Hado, you got to be feeling pretty good about seeing the Nipmuck in the top 10 (I know I am...and it's not even the best trail at Wendell!).

I'd include a number of trails from Ascutney over a couple of the KT trails (South Ridge Run , Split Rock,  Independence Trail...which is one long, amazing trail).  

I am a fan of the Tap and Die, Sidewinder, Tody's Tour type trail as well.

Throw in Missing Persons from Batchelor St.

The Stuff Hado is fashioning in Charlemont is pretty awesome, that place will be destination worthy by late Spring 2012!


----------



## massbmx (Nov 8, 2011)

Just saw this, cool list.  Never been to most but I agree that Vietnam would probably make the list, and if you're around the area Foxboro is pretty fun and flowy in sections too.


----------



## Hado226 (Nov 14, 2011)

Superbman said:


> Hado, you got to be feeling pretty good about seeing the Nipmuck in the top 10 (I know I am...and it's not even the best trail at Wendell!).
> 
> I'd include a number of trails from Ascutney over a couple of the KT trails (South Ridge Run , Split Rock,  Independence Trail...which is one long, amazing trail).
> 
> ...



Absolutely, to all your points Liam.  Yesterday we had 35 riders hit Charlemont in its entirety.  19 miles, 16 of it single track, 3500' of climbing/descending.  Several 2-3 mile technical, but flowy in their own way, single-track downhills in the mix.  Good Fun.


----------



## LauraJillian (Feb 3, 2017)

Great list! I'll have to try some of those. I miss riding in the winter time!


----------



## mlctvt (Feb 3, 2017)

Why do you not ride in winter? This winter has been great in southern New England for mountain biking and even road. I've been riding 3-4 days per week all winter. Last weekend I did a TB ride Sat an a road ride on Sunday. I'm in CT but Boston conditions can't be that bad?


----------



## Bumpsis (Feb 9, 2017)

mlctvt said:


> Why do you not ride in winter? This winter has been great in southern New England for mountain biking and even road. I've been riding 3-4 days per week all winter. Last weekend I did a TB ride Sat an a road ride on Sunday. I'm in CT but Boston conditions can't be that bad?



One of my main reasons why I don't ride in winter is that I just can't figure out the right way to layer. I always get rather unpleasantly cold. Can't avoid sweating due to the nature of the activity and the cold wind generated by moving fast just chills me down. So I end up riding in cold sweat. All the sweat wicking fabrics and windproof layers just don't help much. I'm always riding in cold sweat.
 I can easily deal with this  in XC skiing and winter hiking but not biking in cold weather. 

Indeed, the conditions around Boston and Southern NE have been really good for MTB, but the cold just gets me.
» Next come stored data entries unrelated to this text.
PR #896, opened 2026-08-06
Sanitise error details so internal URLs cannot leak in 500 responses

### LINKED ISSUE #888: Sanitise error details so internal URLs cannot leak in 500 responses
## Description

Four handlers return the raw exception string as the HTTP `detail`. The worst is
`flip-api/src/flip_api/model_services/retrieve_model_status_from_logs.py:83`:

```python
raise HTTPException(status_code=status.HTTP_500_INTERNAL_SERVER_ERROR, detail=str(exc))
```

`exc` is an `httpx.HTTPStatusError`, whose string form embeds the full request URL — and the
Elasticsearch base URL is a Secrets Manager value read at line 72. So any authenticated user with
model access can learn the internal Elasticsearch scheme, host, port and index by provoking a
non-404 upstream error:

```
Server error '500 Internal Server Error' for url 'https://<internal-es-host>:9200/centralhub-eks/_search'
```

The adjacent 404 branch is already sanitised to `"Logs not found."`, so this is an oversight rather
than a deliberate choice. `main.py` registers only a `RateLimitExceeded` handler, so nothing
downstream sanitises it.

Three more sites share the shape and should be swept together:

- `flip-api/src/flip_api/cohort_services/save_cohort_query.py` — `detail=f"Internal server error: {str(e)}"`
- `flip-api/src/flip_api/cohort_services/submit_cohort_query.py` — same
- `flip-api/src/flip_api/fl_services/initiate_training.py` — `detail=f"An error occurred during training initiation: {str(e)}"`

The house pattern is already established at `flip-api/src/flip_api/user_services/delete_user.py:121-124`:
`logger.exception(...)` then a generic `detail`, with `from e` to preserve the chain.

There is currently **no test file at all** for `retrieve_model_status_from_logs`, so this fix would
otherwise ship uncovered.

### Acceptance Criteria

- [ ] All four sites log the exception and return a generic `detail`
- [ ] `retrieve_model_status_from_logs` gains a test asserting a sentinel host in the upstream error does not appear in the response detail
- [ ] `test_initiate_training.py` updated (it currently asserts on the leaked string)

atriaybagur:
# Description

`flip-api/src/flip_api/model_services/retrieve_model_status_from_logs.py` returned the raw
exception string as the HTTP `detail` when the Elasticsearch call failed:

```python
raise HTTPException(status_code=status.HTTP_500_INTERNAL_SERVER_ERROR, detail=str(exc))
```

`str()` on an `httpx.HTTPStatusError` embeds the full request URL, and `elastic_url` is read from
Secrets Manager a few lines above — so provoking any non-404 upstream error disclosed the internal
Elasticsearch scheme, host, port and index:

```
Server error '500 Internal Server Error' for url 'https://<internal-es-host>:9200/centralhub-eks/_search'
```

The route is gated by `verify_token` + `can_access_model`, so this is reachable by any authenticated
user with access to a model — no elevated role needed. The adjacent 404 branch was already sanitised
to `"Logs not found."`, which is what makes this look like an oversight rather than a decision.

Three sibling handlers leak `str(e)` in the same shape and are swept here too: `save_cohort_query`,
`submit_cohort_query`, and `initiate_training`. All four now follow the convention already
established in `user_services/delete_user.py:121-124` — log the exception, return a generic detail,
chain with `from e`.

## Scope

There are roughly twenty more handlers across flip-api that interpolate exception text into
`detail`. They are **not** in this PR: none carries a secret the way the Elasticsearch URL does, and
sweeping them means touching ~20 files and rewriting ~15 tests that currently assert on the leaked
string. Mixing that refactor into a security fix would make both harder to review. Inventoried as a
follow-up instead.

## Linked Issues

Fixes #888

## Verification

- `make -C flip-api unit_test` — ruff, mypy, **1465 passed**
- The new leak test was run against the pre-fix code to confirm it fails there:
  `AssertionError: assert 'upstream failed' == 'Internal server error'` — so it is a real regression
  lock, not a test that would pass either way

`retrieve_model_status_from_logs` had **no test file at all**, so this adds one covering the leak,
the still-distinct 404 branch, and the 403 authorization path. `test_initiate_training_failure`
asserted on the leaked string and now asserts the opposite.

## Checklist

- [ ] Updates documentation — n/a, no documented behaviour changes

## Acceptance Criteria

*Imported from issue #888*

- [ ] All four sites log the exception and return a generic `detail`
- [ ] `retrieve_model_status_from_logs` gains a test asserting a sentinel host in the upstream error does not appear in the response detail
- [ ] `test_initiate_training.py` updated (it currently asserts on the leaked string)

### DIFF
--- a/flip-api/src/flip_api/cohort_services/save_cohort_query.py
+++ b/flip-api/src/flip_api/cohort_services/save_cohort_query.py
@@ -105,5 +105,5 @@ def save_cohort_query(
         # Re-raise HTTP exceptions
         raise
     except Exception as e:
-        logger.error(f"Error saving cohort query: {str(e)}")
-        raise HTTPException(status_code=500, detail=f"Internal server error: {str(e)}")
+        logger.exception("Error saving cohort query")
+        raise HTTPException(status_code=500, detail="Internal server error") from e
--- a/flip-api/src/flip_api/cohort_services/submit_cohort_query.py
+++ b/flip-api/src/flip_api/cohort_services/submit_cohort_query.py
@@ -242,5 +242,5 @@ def submit_cohort_query(
         raise
     except Exception as e:
         db.rollback()
-        logger.error(f"Error submitting cohort query: {str(e)}")
-        raise HTTPException(status_code=500, detail=f"Internal server error: {str(e)}")
+        logger.exception("Error submitting cohort query")
+        raise HTTPException(status_code=500, detail="Internal server error") from e
--- a/flip-api/src/flip_api/fl_services/initiate_training.py
+++ b/flip-api/src/flip_api/fl_services/initiate_training.py
@@ -94,7 +94,8 @@ def initiate_training(
     except HTTPException:
         raise  # re-raise known errors
     except Exception as e:
+        logger.exception("Error during training initiation")
         raise HTTPException(
             status_code=status.HTTP_500_INTERNAL_SERVER_ERROR,
-            detail=f"An error occurred during training initiation: {str(e)}",
-        )
+            detail="Internal server error",
+        ) from e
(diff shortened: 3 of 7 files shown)


atriaybagur:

As to road riding, it's the same issue plus all that salt on the road requires a lot of bike cleaning after each ride.


----------



## ironhippy (Feb 9, 2017)

Bumpsis said:


> One of my main reasons why I don't ride in winter is that I just can't figure out the right way to layer. I always get rather unpleasantly cold. Can't avoid sweating due to the nature of the activity and the cold wind generated by moving fast just chills me down. So I end up riding in cold sweat. All the sweat wicking fabrics and windproof layers just don't help much. I'm always riding in cold sweat.



I find that the key for me is to not start sweating. If I'm starting to sweat, I'm wearing too many clothes, so I take a layer off.
If I dress "correctly", I am rather cold when I start and am on the verge of sweating when moving.

I find it's easier to start my ride with an uphill that gets me warmed up.

I also quite often put a layer back on during long descents.


----------



## mlctvt (Feb 14, 2017)

I sweat while mountain biking no mater how cold it is.Even in the low 20s with just a base layer and a thin jacket or jersey I soak both through by the end of the ride. I'm never cold except the first few minutes and usually just my fingers. The key is to ride hard for the entire ride. If I stand around chatting after the ride then I'll get cold. Most of my friends don't sweat as much as me but they rarely complain about being cold  while mountain biking. The road is a different mater. Anything under 40 degrees and I'm freezing no mater what I wear. So 40-42 degrees is my road limit, if its colder than that I'm on the MTB.


----------